PR #7416, opened 2020-08-25
Get usedblocks when checking snippets, save to target.json

shakao:
Build https://minecraft.makecode.com/app/4d2ba8743c44fbea28e32007b8aed731d205caeb-0268f72fcd

Marks tutorial snippets with the source file URL and an "extractIds" flag. When decompiling each snippet during checkdocs, we extract the blockIds and save them to a file (used when pxt serve called after checkdocs, eg locally) and patch them into the target.json (when uploading, the target is built before checkdocs is called).

Also includes a change for deleting stale usedblocks entries from IndexedDb

### DIFF
--- a/webapp/src/tutorial.tsx
+++ b/webapp/src/tutorial.tsx
@@ -22,6 +22,8 @@ type ISettingsProps = pxt.editor.ISettingsProps;
 export function getUsedBlocksAsync(code: string[], id: string, language?: string): Promise<pxt.Map<number>> {
     if (!code) return Promise.resolve({});
 
+    if (pxt.appTarget?.tutorialInfo && pxt.appTarget.tutorialInfo[id]) return Promise.resolve(pxt.appTarget.tutorialInfo[id]);
+
     return pxt.BrowserUtils.tutorialInfoDbAsync()
         .then(db => db.getAsync(id, code)
             .then(entry => {
--- a/cli/cli.ts
+++ b/cli/cli.ts
@@ -1984,6 +1984,13 @@ function updateTOC(cfg: pxt.TargetBundle) {
     }
 }
 
+function updateTutorialInfo(cfg: pxt.TargetBundle) {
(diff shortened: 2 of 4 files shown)


webapp/src/tutorial.tsx
```diff
@@ -22,6 +22,8 @@ type ISettingsProps = pxt.editor.ISettingsProps;
 export function getUsedBlocksAsync(code: string[], id: string, language?: string): Promise<pxt.Map<number>> {
     if (!code) return Promise.resolve({});
 
+    if (pxt.appTarget?.tutorialInfo && pxt.appTarget.tutorialInfo[id]) return Promise.resolve(pxt.appTarget.tutorialInfo[id]);
```
jwunderl, line 25:
```suggestion
    if (pxt.appTarget?.tutorialInfo?.[id]) return Promise.resolve(pxt.appTarget.tutorialInfo[id]);
```

pelikhan (changes requested):
You should key the cached data on the hash of the tutorial content, not the path so that any live update To the tutorial invalidate they cache. Otherwise this will lead to very confusing bugs.
What is the story for localized tutorials?

shakao:
@jwunderl hmm well, we could would only need an update when the code snippets in a tutorial change and not for general typos/instruction updates, but that's still a good point. i'll brainstorm some options/alternatives

@pelikhan it's saving the block ids so it will also work for localized tutorials, but yeah, i'll think about a way to live update this json or maybe limit it to the HoC tutorials or something...

pelikhan:
If you use the hash, you will just loose caching when you make an update. This is safer; otherwise we'll surely forget about this caching and eventually wonder why the tutorials are not loading blocks although we've made markdown changes.
A better solution would be to compute the block ids in the cloud on the fly and store it in a blob at the hash location of the markdown. This is a common caching paradigm we have.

⁂

_What is needed:_ Transcribe the records in full, so that each line reads exactly as before.

_Completed exercise:_
PR #7416, opened 2020-08-25
Get usedblocks when checking snippets, save to target.json

shakao:
Build https://minecraft.makecode.com/app/4d2ba8743c44fbea28e32007b8aed731d205caeb-0268f72fcd

Marks tutorial snippets with the source file URL and an "extractIds" flag. When decompiling each snippet during checkdocs, we extract the blockIds and save them to a file (used when pxt serve called after checkdocs, eg locally) and patch them into the target.json (when uploading, the target is built before checkdocs is called).

Also includes a change for deleting stale usedblocks entries from IndexedDb

### DIFF
--- a/webapp/src/tutorial.tsx
+++ b/webapp/src/tutorial.tsx
@@ -22,6 +22,8 @@ type ISettingsProps = pxt.editor.ISettingsProps;
 export function getUsedBlocksAsync(code: string[], id: string, language?: string): Promise<pxt.Map<number>> {
     if (!code) return Promise.resolve({});
 
+    if (pxt.appTarget?.tutorialInfo && pxt.appTarget.tutorialInfo[id]) return Promise.resolve(pxt.appTarget.tutorialInfo[id]);
+
     return pxt.BrowserUtils.tutorialInfoDbAsync()
         .then(db => db.getAsync(id, code)
             .then(entry => {
--- a/cli/cli.ts
+++ b/cli/cli.ts
@@ -1984,6 +1984,13 @@ function updateTOC(cfg: pxt.TargetBundle) {
     }
 }
 
+function updateTutorialInfo(cfg: pxt.TargetBundle) {
(diff shortened: 2 of 4 files shown)


webapp/src/tutorial.tsx
```diff
@@ -22,6 +22,8 @@ type ISettingsProps = pxt.editor.ISettingsProps;
 export function getUsedBlocksAsync(code: string[], id: string, language?: string): Promise<pxt.Map<number>> {
     if (!code) return Promise.resolve({});
 
+    if (pxt.appTarget?.tutorialInfo && pxt.appTarget.tutorialInfo[id]) return Promise.resolve(pxt.appTarget.tutorialInfo[id]);
```
jwunderl, line 25:
```suggestion
    if (pxt.appTarget?.tutorialInfo?.[id]) return Promise.resolve(pxt.appTarget.tutorialInfo[id]);
```

pelikhan (changes requested):
You should key the cached data on the hash of the tutorial content, not the path so that any live update To the tutorial invalidate they cache. Otherwise this will lead to very confusing bugs.
What is the story for localized tutorials?

shakao:
@jwunderl hmm well, we could would only need an update when the code snippets in a tutorial change and not for general typos/instruction updates, but that's still a good point. i'll brainstorm some options/alternatives

@pelikhan it's saving the block ids so it will also work for localized tutorials, but yeah, i'll think about a way to live update this json or maybe limit it to the HoC tutorials or something...

pelikhan:
If you use the hash, you will just loose caching when you make an update. This is safer; otherwise we'll surely forget about this caching and eventually wonder why the tutorials are not loading blocks although we've made markdown changes.
A better solution would be to compute the block ids in the cloud on the fly and store it in a blob at the hash location of the markdown. This is a common caching paradigm we have.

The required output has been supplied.